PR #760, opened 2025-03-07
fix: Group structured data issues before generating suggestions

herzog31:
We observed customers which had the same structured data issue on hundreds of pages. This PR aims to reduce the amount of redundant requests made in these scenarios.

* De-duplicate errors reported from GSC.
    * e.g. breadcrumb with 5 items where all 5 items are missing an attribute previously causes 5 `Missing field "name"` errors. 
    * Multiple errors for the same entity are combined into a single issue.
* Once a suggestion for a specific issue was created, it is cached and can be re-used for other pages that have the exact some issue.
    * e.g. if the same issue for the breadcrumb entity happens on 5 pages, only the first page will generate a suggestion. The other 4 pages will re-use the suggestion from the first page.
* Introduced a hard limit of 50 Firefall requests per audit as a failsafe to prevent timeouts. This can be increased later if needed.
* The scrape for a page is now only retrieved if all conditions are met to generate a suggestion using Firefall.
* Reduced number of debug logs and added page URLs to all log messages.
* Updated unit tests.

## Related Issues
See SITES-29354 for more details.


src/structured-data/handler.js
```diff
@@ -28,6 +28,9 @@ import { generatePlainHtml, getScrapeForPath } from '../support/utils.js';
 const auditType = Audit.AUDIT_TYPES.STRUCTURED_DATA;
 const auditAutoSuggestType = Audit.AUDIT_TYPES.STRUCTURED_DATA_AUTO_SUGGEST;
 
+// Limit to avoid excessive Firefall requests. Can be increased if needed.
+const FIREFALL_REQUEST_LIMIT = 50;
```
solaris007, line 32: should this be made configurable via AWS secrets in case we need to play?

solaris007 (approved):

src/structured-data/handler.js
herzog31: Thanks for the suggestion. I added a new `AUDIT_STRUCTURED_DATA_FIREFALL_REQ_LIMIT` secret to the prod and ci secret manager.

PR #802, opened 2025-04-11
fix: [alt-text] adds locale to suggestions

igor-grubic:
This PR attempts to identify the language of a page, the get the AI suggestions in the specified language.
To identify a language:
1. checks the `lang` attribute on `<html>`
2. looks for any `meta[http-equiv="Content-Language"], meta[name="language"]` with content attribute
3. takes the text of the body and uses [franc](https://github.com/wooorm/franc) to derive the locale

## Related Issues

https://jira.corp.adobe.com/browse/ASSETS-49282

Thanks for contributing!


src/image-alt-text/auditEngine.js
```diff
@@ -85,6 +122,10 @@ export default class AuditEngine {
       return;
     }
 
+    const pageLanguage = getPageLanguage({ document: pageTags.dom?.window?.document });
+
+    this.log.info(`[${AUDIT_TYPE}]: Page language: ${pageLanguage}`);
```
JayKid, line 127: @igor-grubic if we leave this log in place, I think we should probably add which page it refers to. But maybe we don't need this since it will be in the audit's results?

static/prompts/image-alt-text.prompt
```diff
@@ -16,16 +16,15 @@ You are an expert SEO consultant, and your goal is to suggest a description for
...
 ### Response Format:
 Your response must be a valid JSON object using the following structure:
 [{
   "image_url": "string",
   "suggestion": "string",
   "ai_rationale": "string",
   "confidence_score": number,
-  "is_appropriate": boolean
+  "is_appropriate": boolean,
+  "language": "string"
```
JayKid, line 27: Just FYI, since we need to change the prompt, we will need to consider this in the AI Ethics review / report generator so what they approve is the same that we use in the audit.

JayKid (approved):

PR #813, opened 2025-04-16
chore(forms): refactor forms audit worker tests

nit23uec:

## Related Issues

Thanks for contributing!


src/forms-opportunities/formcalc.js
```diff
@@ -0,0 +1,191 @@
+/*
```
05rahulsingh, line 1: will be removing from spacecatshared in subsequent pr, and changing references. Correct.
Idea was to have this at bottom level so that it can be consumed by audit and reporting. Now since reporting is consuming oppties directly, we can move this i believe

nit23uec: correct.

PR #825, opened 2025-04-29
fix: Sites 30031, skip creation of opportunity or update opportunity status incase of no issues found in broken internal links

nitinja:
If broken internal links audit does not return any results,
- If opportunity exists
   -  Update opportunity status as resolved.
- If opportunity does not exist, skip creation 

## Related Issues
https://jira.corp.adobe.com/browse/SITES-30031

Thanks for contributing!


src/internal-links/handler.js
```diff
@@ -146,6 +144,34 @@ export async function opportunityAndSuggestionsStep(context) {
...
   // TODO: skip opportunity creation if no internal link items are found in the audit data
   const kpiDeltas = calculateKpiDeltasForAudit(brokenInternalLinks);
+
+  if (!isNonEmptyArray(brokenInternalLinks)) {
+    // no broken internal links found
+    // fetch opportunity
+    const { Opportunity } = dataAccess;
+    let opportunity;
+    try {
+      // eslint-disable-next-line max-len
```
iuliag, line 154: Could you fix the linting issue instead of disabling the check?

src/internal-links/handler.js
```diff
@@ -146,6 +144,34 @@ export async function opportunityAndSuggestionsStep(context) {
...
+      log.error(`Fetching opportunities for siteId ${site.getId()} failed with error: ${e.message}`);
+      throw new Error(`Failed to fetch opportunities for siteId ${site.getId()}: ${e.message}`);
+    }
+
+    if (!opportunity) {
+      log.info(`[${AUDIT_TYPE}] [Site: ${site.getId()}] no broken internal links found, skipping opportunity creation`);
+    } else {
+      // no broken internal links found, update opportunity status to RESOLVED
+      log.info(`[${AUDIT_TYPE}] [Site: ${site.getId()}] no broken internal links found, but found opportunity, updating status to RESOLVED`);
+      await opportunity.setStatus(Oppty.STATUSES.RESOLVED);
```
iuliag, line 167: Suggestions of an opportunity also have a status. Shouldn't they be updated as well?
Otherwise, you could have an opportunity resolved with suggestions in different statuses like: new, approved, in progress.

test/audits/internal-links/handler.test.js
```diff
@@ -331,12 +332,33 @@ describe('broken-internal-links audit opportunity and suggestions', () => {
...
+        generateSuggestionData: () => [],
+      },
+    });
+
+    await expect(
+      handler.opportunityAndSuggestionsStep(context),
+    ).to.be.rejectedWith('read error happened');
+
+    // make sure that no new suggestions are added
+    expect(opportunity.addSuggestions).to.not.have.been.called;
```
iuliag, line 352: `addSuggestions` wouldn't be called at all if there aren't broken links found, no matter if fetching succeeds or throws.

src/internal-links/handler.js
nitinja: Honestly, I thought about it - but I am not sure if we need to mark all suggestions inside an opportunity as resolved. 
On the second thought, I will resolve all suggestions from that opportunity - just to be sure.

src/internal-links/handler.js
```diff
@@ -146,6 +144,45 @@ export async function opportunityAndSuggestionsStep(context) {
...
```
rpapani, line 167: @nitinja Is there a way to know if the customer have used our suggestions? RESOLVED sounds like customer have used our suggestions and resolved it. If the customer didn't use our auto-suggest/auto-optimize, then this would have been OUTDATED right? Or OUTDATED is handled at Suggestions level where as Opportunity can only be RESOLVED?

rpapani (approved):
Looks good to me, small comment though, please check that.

# Work request
Find the lines that mention "boolean" in the entries and show them.

# Answer space
-  "is_appropriate": boolean
+  "is_appropriate": boolean,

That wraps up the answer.